Confusion matrices of KNN model and LightGBM models

Since our model is being developed to predict the risk of hypertension, Recall is a relevant figure of merit. We indeed aim to avoid missing a sample that may develop into hypertension within 5 years. On the other hand, Precision is also important since we should avoid false alarms, which would cause unnecessary anxiety due to wrong classification.

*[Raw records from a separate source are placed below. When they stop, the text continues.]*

PR #645, opened 2017-11-10
Add simple test for KaTeX math component

tadhg-ohiggins:
If a render fails
When nobody can hear it
Now we might find out.

Add a basic test for the KaTeX math component.

### DIFF
--- a/ui/__tests__/components/node-renderers/math.test.js
+++ b/ui/__tests__/components/node-renderers/math.test.js
@@ -12,12 +12,12 @@ describe('<TeXMath />', () => {
   it('generates something math-like', () => {
     const docNode = {
       identifier: 'aaa_1__bbb_2__ccc_3_math',
-      text: '\\frac{10}{11}',
+      text: '\\frac{12345654321}{10987678901}',
     };
     const result = mount(<TeXMath docNode={docNode} />);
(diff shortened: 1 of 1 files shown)


ui/__tests__/components/node-renderers/math.test.js
```diff
@@ -0,0 +1,23 @@
...
+  itIncludesTheIdentifier(TeXMath, { text: 'abcd' });
+  it('generates something math-like', () => {
+    const docNode = {
+      identifier: 'aaa_1__bbb_2__ccc_3_math',
+      text: '\\frac{10}{11}',
+    };
+    const result = mount(<TeXMath docNode={docNode} />);
+    expect(result.render().find('span.katex')).toHaveLength(1);
+    expect(result.html()).toContain('10');
+    expect(result.html()).toContain('11');
```
cmc333333: I see that these numbers are coming from line 15, but I wonder if there's not a risk that they're also part of the generated css classes? Would it make sense to use `result.text()` instead? Or maybe less "common" input?

tadhg-ohiggins: You're right, I should change these to rarer numbers. (I'll also test the text option.)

In order to satisfy those conflicting requirements, we propose a hybrid prediction model based on KNN and LightGBM (See Fig. 9). Our KNN-LightGBM hybrid model may be summarized in the following steps:

  1. (a)

    Split the dataset into a training and a test sets, using the ratio 8:2;

  2. (b)

    Train the best KNN model on training dataset using grid search and cross validation;

  3. (c)

    Train the best LightGBM model on training dataset using random grid search and cross validation;

  4. (d)

    Exploit KNN and LightGBM models obtained from steps (b) and (c) to predict the test data, and gets the probabilities of the 2 categories;

  5. (e)

    Extract the final classification results by a weighted average of the classification probabilities of KNN and LightGBM models (according to the weight of 1:0.8).

Fig. 9
figure 9

Build a KNN-LightGBM hybrid model

We evaluate the KNN-LightGBM model on the test set. Fig. 10 shows the performance of the hybrid model. We obtain Accuracy = 0.8606, Precision = 0.8168, Recall = 0.9227 and F1 score = 0.8666. The red line is the ROC curve of the KNN-LightGBM hybrid model, which is significantly better than the ROC curve of the KNN (blue line) and LightGBM (green line) models. The AUC on the hybrid model is 0.9505 (See Fig. 10b).

Fig. 10
figure 10

Performance of KNN-LightGBM hybrid model

4 Results

In addition to KNN, LightGBM and KNN-LightGBM hybrid model, we process data also using SVM, Random Forest and shallow neural network models. Table 6 shows a comparison among the performance of the six models on this dataset. It can be seen that KNN-LightGBM hybrid model performs significantly better than SVM, Random Forest and 6-layer neural network model in Accuracy, Precision and F1 score. Also, KNN-LightGBM hybrid model is more balanced than KNN and LightGBM. Finally, it is superior to the other models in terms of the AUC value.

Table 6 Performance of six different models

5 Conclusion

In this paper, a risk prediction model for hypertension within 5 years has been established. KNN and LightGBM have been combined to exploit the best features of both, and then soft voting is adopted to obtain the final classification results. The performance of the hybrid model have been compared with those of SVM, Random Forest and 6-layer neural network models. Experimental results show that KNN-LightGBM hybrid model has a better classification performance in this dataset. We expect out hybrid modelto better assist doctors in the prediction and diagnosis of hypertension, improving the accuracy and reducing the misdiagnosis rate.

We also plan to study more factors influencing hypertension. In fact, according to literature, a family history and risk factors such as smoking and alcohol abuse are directly associated with hypertension. We plan to use resident health data to mine this information and incorporate it into our prediction model.